Source data:
---+---
PR #221, opened 2024-01-09
Add temporary debugging code to dump http headers on specific requests

jessjenkins:
### What

Add temporary debugging code to dump http headers on specific requests

This will enable us to add a url parameter on specific requests and get a dump of the request's internal http request headers in the logs. For safety reasons, only the values of configured headers will be dumped out in order to prevent logging of sensitive values, eg. auth tokens. Also this functionality is only enabled when the debug key is set so causes no performance hit if unintentionally deployed to prod. 

This code is only intended to be deployed as far as staging so it can be tested with CloudFlare. 

To use, the env vars will be configured in vault…
- `ROUTER_DEBUG_KEY` = some value only know to us to stop anyone public using it (debugging disabled if blank)
- `ROUTER_DEBUG_HEADERS` = comma-separated list of headers whose values are alowed to be dumped to the logs (eg. `"X-Forwarded-For,Accept,Accept-Encoding"`

Requests can be made to trigger the debugging by adding the URL parameter `debug_key=some_value`.

NB. Also bumps adependency version that causes an audit failure

### How to review

Ensure the code does as described, especially that it will be disabled by default and only apply to a very limited and specific subset of requests.

Ensure tests pass.

### Who can review

Anyone but me.

### DIFF
--- a/api/dataset.go
+++ b/api/dataset.go
@@ -3,6 +3,7 @@ package api
 import (
 	"context"
 	"net/http"
+	"os"
 	"strings"
 
 	"github.com/ONSdigital/dp-api-clients-go/v2/cantabular"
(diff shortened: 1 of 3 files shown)


gedge (approved):
looks sane

PR #234, opened 2025-02-14
Feature/add url rewriting

andre-urbani:
### What

Added URL rewriting for the following GET endpoints - 

`/filters/{id}`
`/filters/{id}/dimensions`
`/filters/{id}/dimensions/{dimension}/options`
`/filter-outputs/{id}`
`/datasets/{dataset_id}/editions/{edition}/versions/{version}/json`
`/datasets/{dataset_id}/editions/{edition}/versions/{version}/census-observations`

Jira ticket - https://jira.ons.gov.uk/browse/DIS-2338

### How to review

Confirm that URL rewriting has been added on the above endpoints
Confirm that URL rewriting on these endpoints has been feature flagged
Changes make sense
Tests pass

### Who can review

Anyone


api/filter_outputs.go
```diff
@@ -32,6 +35,58 @@ func (api *API) getFilterOutput(w http.ResponseWriter, r *http.Request) {
...
+		if err != nil {
+			api.respond.Error(
+				ctx,
+				w,
+				statusCode(err),
+				Error{
+					err:     errors.Wrap(err, "failed to build self link"),
+					message: "failed to build self link",
+					logData: log.Data{
+						"id": fID,
```
aryan-p03, line 66: can we add the link which failed to rewrite here too?

api/filters.go
aryan-p03, line 1: Same issue with adding the link to the logData

config/config.go
aryan-p03, line 1: Is there a `config_test.go` file to add tests for these new configs?

features/filter_dimension-url-rewriting-enabled.feature
```diff
@@ -0,0 +1,168 @@
...
+        },
+        "published": true,
+        "population_type": "Example",
+        "type": "flexible"
+      }
+    ]
+    """
+
+  Scenario: Get filter dimensions successfully
+    And I set the "X-Forwarded-Proto" header to "https"
```
aryan-p03, line 111: All unit tests should still work without the `X-Forwarded-Proto` set (sorry it's a new dp-net update)

features/mock/generator.go
```diff
@@ -37,9 +38,18 @@ func (g *Generator) Timestamp() time.Time {
...
-	t, _ := time.Parse(time.RFC3339, TestTimestamp)
+	t, err := time.Parse(time.RFC3339, TestTimestamp)
+	if err != nil {
+		panic(fmt.Sprintf("invalid timestamp format: %v", err))
+	}
+
+	seconds := t.Unix()
+	if seconds < 0 || seconds > math.MaxUint32 {
+		panic(fmt.Sprintf("timestamp %d out of uint32 range", seconds))
+	}
```
aryan-p03, line 49: I'm not sure panic() is the best thing to do here

generator/generator.go
```diff
@@ -38,8 +39,13 @@ func (g *Generator) UUID() (uuid.UUID, error) {
 // UniqueTimestamp generates a timestamp of the current time in the
 // special format required by mongoDB
 func (g *Generator) UniqueTimestamp() primitive.Timestamp {
+	now := time.Now().Unix()
+	if now < 0 || now > math.MaxUint32 {
+		panic(fmt.Sprintf("timestamp %d out of uint32 range", now))
+	}
```
aryan-p03, line 45: Same comment about the panic(), I'm assuming the linter brought this up

go.mod
```diff
@@ -1,6 +1,8 @@
 module github.com/ONSdigital/dp-cantabular-filter-flex-api
 
-go 1.22
+go 1.23.0
```
aryan-p03, line 3: can leave it as 1.23

go.mod
```diff
@@ -15,21 +17,24 @@ replace github.com/gogo/protobuf => github.com/gogo/protobuf v1.3.2
 // [CVE-2021-3121] CWE-129: Improper Validation of Array Index
 replace google.golang.org/protobuf => google.golang.org/protobuf v1.33.0
 
+// [CVE-2024-45339] CWE-377: Insecure Temporary File
+replace github.com/golang/glog => github.com/golang/glog v1.2.4
+
 // to fix: [CVE-2023-32731] CWE-Other
 replace google.golang.org/grpc => google.golang.org/grpc v1.64.0
```
aryan-p03, line 24: Best to avoid having any `replace` statements if possible

aryan-p03 (changes requested):

config/config.go
```diff
@@ -40,6 +41,7 @@ type Config struct {
 	MaxRowsReturned              int           `envconfig:"MAX_ROWS_RETURNED"`
 	Mongo                        mongo.MongoDriverConfig
 	KafkaConfig                  KafkaConfig
+	EnableURLRewriting           bool
```
franmoore05, line 44: This should have an associated envconfig value like the others so it can be set in dp-configs

api/contract.go
```diff
@@ -225,15 +230,42 @@ type dimensionItem struct {
...
+		return
+	}
 	filterURL := fmt.Sprintf("%s/filters/%s", host, filterID)
 	dimURL := fmt.Sprintf("%s/dimensions/%s", filterURL, dim.Name)
 
+	parsedURL, err := url.Parse(cfg.CantabularFilterFlexAPIURL)
+	if err != nil {
+		log.Println("Error parsing URL:", err)
+		return
+	}
```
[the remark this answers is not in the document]
andre-urbani: I think it has to be parsed in this case because we're using the `dimensionItem` receiver for this function, meaning we're not using the `API` receiver as we are in most of the other functions (which is how we are able to reference the api.cfg value directly)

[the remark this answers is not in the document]
aryan-p03: Within the function `getFilterDimension` the api is referenced here. We can add the parsed one into the api and then pass this value into `fromDimension` by adding a new parameter.

config/config.go
andre-urbani: Added `CantabularFilterFlexAPIURL` to the config test

api/contract.go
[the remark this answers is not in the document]
andre-urbani: I don't think this is possible because it creates a large chain of function signatures that need to be updated, eventually leading to multiple `api.Router.Get()` functions which expect a `Get(pattern string, h http.HandlerFunc)` signature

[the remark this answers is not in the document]
andre-urbani: Actually I guess I can just use the receiver instead of changing the function signature

features/mock/generator.go
```diff
@@ -37,9 +40,18 @@ func (g *Generator) Timestamp() time.Time {
...
+
+	seconds := t.Unix()
+	if seconds < 0 || seconds > math.MaxUint32 {
+		log.Fatal(context.Background(), fmt.Sprintf("timestamp %d out of uint32 range", seconds))
+	}
+
 	return primitive.Timestamp{
-		T: uint32(t.Unix()),
+		T: uint32(seconds),
```
aryan-p03, line 54: I think we can change this back to how it was originally and just ignore it in the `golangci.yml` file with a comment saying it does not need to be changed since unit32 can store dates until February 7, 2106

generator/generator.go
```diff
@@ -38,8 +41,14 @@ func (g *Generator) UUID() (uuid.UUID, error) {
...
 func (g *Generator) UniqueTimestamp() primitive.Timestamp {
+	now := time.Now().Unix()
+	if now < 0 || now > math.MaxUint32 {
+		log.Fatal(context.Background(), fmt.Sprintf("timestamp %d out of uint32 range", now))
+		return primitive.Timestamp{T: 0, I: 0}
+	}
+
 	return primitive.Timestamp{
-		T: uint32(time.Now().Unix()),
+		T: uint32(now),
```
aryan-p03, line 51: same as other timestamp comment

PR #239, opened 2025-02-25
add missing header for /filters/{id}/dimensions/{dimension}

andre-urbani:
### What

Add missing header for `/filters/{id}/dimensions/{dimension}`

As done for the following endpoints here -
https://github.com/ONSdigital/dp-cantabular-filter-flex-api/blob/develop/api/filters.go#L466
https://github.com/ONSdigital/dp-cantabular-filter-flex-api/blob/develop/api/filter_dimensions.go#L394
https://github.com/ONSdigital/dp-cantabular-filter-flex-api/blob/develop/api/filter_dimension_options.go#L291
https://github.com/ONSdigital/dp-cantabular-filter-flex-api/blob/develop/api/filter_outputs.go#L17 

### How to review

Confirm the above has been done, tests pass

### Who can review

Anyone

### DIFF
---+---
Which of the lines above mention the word "CantabularFilterFlexAPIURL"? Pull those lines out.

Answer to this exercise:
+	parsedURL, err := url.Parse(cfg.CantabularFilterFlexAPIURL)
andre-urbani: Added `CantabularFilterFlexAPIURL` to the config test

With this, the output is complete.